(EXTRACTED INFORMATION Opens)
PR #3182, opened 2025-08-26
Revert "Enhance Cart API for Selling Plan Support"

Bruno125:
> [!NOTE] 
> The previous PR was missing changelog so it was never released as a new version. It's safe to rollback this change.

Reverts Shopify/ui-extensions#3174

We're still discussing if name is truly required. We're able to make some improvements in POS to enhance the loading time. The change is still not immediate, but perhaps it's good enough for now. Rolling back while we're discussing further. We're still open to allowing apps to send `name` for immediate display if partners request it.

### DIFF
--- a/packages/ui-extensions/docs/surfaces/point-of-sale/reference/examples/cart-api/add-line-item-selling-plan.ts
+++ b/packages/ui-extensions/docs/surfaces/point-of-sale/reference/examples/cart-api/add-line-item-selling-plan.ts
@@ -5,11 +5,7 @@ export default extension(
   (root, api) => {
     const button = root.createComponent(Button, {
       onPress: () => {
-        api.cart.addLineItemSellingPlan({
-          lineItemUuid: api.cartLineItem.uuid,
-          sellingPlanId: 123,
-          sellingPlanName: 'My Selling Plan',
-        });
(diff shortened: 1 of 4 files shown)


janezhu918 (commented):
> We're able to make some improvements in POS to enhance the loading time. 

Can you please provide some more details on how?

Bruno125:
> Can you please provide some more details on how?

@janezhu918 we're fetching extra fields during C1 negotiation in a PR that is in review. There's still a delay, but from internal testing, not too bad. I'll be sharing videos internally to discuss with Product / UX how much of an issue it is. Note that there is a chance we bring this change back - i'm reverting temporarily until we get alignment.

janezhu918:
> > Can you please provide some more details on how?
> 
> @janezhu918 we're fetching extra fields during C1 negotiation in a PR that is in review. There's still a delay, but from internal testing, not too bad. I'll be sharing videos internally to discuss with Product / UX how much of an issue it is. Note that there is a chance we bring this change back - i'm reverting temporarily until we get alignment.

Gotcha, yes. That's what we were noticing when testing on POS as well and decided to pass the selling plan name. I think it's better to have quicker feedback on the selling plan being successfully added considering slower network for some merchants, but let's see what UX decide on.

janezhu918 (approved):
(EXTRACTED INFORMATION Closes)
--- YOUR TASK ---
From the first line of the data above to the line holding "Reverts Shopify/ui-extensions#3174", reproduce each line exactly; emit no other lines.

--- SOLUTION ---
PR #3182, opened 2025-08-26
Revert "Enhance Cart API for Selling Plan Support"

Bruno125:
> [!NOTE] 
> The previous PR was missing changelog so it was never released as a new version. It's safe to rollback this change.

Reverts Shopify/ui-extensions#3174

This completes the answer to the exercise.